Service Communautaire d'Information sur la Recherche et le Développement - CORDIS

Final Activity Report Summary - CELL TRANSPLANTATION (Use of embryonic stem cells and organotypic spinal cord slice preparations to establish cell-based therapies for spinal cord injury)

Cell transplantation has become a promising treatment for neurodegenerative diseases and trauma in the Central nervous system (CNS). The overall objective of this project was to investigate and optimise possible therapeutic strategies for Spinal cord injury (SCI) via combination of cell-based therapies with concurrent or sequential application of neuroprotective and proregenerative factors.

Animal models for SCI were valuable for the advance in understanding cellular mechanisms that promoted neuroprotection and regeneration. However, due to the complexity of in vivo systems in providing easy result interpretations and the increased cost-effectiveness, in vitro systems might be advantageous for initial assays. For this purpose, we generated two neurotrauma models of SCI by using organotypic cultures of spinal cord, which maintained the basic cord cytoarchitecture and dorsal-ventral orientation. Considering that excitatory aminoacids were proposed as a potential cause for secondary injury after SCI, one injury model was based on the induction of neuronal death by the application of 50 µM glutamate. The second model of in vitro neurotrauma was based on the application of a mechanical insult by rolling a cylinder on the slice.

Immunohistochemical analysis confirmed that these models caused 96.1 % and 95.8 % of neuronal death, respectively. These models were used to analyse the neuroprotective effect of FK506, a commonly used immunosuppressant drug. We found that the general cytoarchitecture of the spinal cord explants was better preserved in the presence of FK506 after excytotoxic induction, however only mild neuronal survival was obtained, equal to 8.9 %. Considering that the number of neurons recovered was still modest, we attempted to implement a combined strategy via the use of cell grafting to restitute lost cells. Thus, we employed neural-derived embryonic stem cells for this purpose.

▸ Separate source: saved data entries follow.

PR #951, opened 2024-01-23
(fix) Fix button sizes by matching esm-core's @carbon/react version

manuhabitela:
## Requirements

- [x] My work conforms to the [OpenMRS 3.0 Styleguide](https://om.rs/styleguide) and [design documentation](https://zeroheight.com/23a080e38/p/880723-introduction).

## Summary

`@carbon/react` dependency was not the same as the one listed in esm-core packages, creating a difference between the carbon stylesheet and the carbon react components.

Problem was:

[esm-styleguide generates a stylesheet with `@carbon/react~1.37` CSS rules](https://github.com/openmrs/openmrs-esm-core/blob/main/packages/framework/esm-styleguide/package.json#L44). But esm-patient-management packages expect `@carbon/react^1.12` CSS rules.

One specific issue that this commit fixes is `<Button>` in this repo currently can't be sized via the `size` prop:

Setting a Button `size` prop applies `cds--btn--[size]` classes, with carbon ^1.12.  
While the esm-core CSS generates `cds--layout--size-[size]` classes with carbon ~1.37.

:warning: Since I'm totally new to OpenMRS I'm not really aware if this breaks anything. I noticed some small padding changes on Carbon content switchers for example. But I guess this would require someone else checking if nothing actually broke visually now everything is synced again.

This is what @ibacher helped me debug a few days ago on Slack (thanks!).

## Other

This would also be needed in other repos consuming the esm-styleguide generated stylesheet to prevent errors everywhere.

PS: didn't know if you prefer having yarn.lock updated in PRs or not, didn't include it, let me know.


ibacher (commented):
I'm not seeing a corresponding update to the Yarn lock file, which is necessary for any dependency updates.

ibacher:
cc: @denniskigen We probably need to do a better job of updating these dependencies when we update them in core.

ibacher (approved):
Thanks @denniskigen for fixing the tests!

denniskigen:
Yeah, Ian, I can confirm that the aria-label isn't getting passed through. It's an upstream issue with Carbon

ibacher:
@denniskigen I think I tried it, but it also doesn't work with the `ariaLabel` property right?

denniskigen:
Actually, no. Disregard what I said above. To modify the tooltip text shown on hover you'd need to modify the `iconDescription` prop:

https://github.com/openmrs/openmrs-esm-patient-management/assets/8509731/726b41c3-0ae6-4c37-b474-44df11ba03ab

denniskigen:
Thanks for working on this, @manuhabitela!

manuhabitela:
Hey guys, sorry for leaving this to you, went away a few days and I guess I had issues with my github notifications.

Thanks for continuing and merging!

I'll let someone with more knowledge (and actual time to spend on OpenMRS :grimacing:) than me do the same on the other repos if necessary, I think I won't be of much help now that the issue is targeted :)


> I'm not seeing a corresponding update to the Yarn lock file, which is necessary for any dependency updates.

Noted for the future, didn't know how you handled it as in some orgs, lock files are not included in PRs to prevent potential merging issues.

Before the grafting experiments we tried to improve a classical protocol for neural Embryonic stem (ES) cell differentiation in order to enrich the production of cholinergic neurons. Cholinergic neurons could potentially substitute motoneurons that were lost in the injured spinal cord. We succeeded in promoting the observation that all neurons obtained by ES cells expressed a cholinergic phenotype, namely Choline acetyl transferase (ChAT) plus, by using the morphogen sonic hedgehog and retinoic acid. Then, pre-differentiated ES cells were placed on control and injured spinal cord slices to assess for their differentiation after grafting. These cells were also grafted on the neurotrauma in vitro models in combination with FK506. The analyses of these assays were in progress by the time of the project completion. We also assessed the neuroprotective potential of different drugs. The results obtained from these studies were anticipated to provide valuable information about the action of different drugs on neuronal survival and would allow us to establish the optimal therapeutic combination to subsequently explore in vivo animal models for SCI.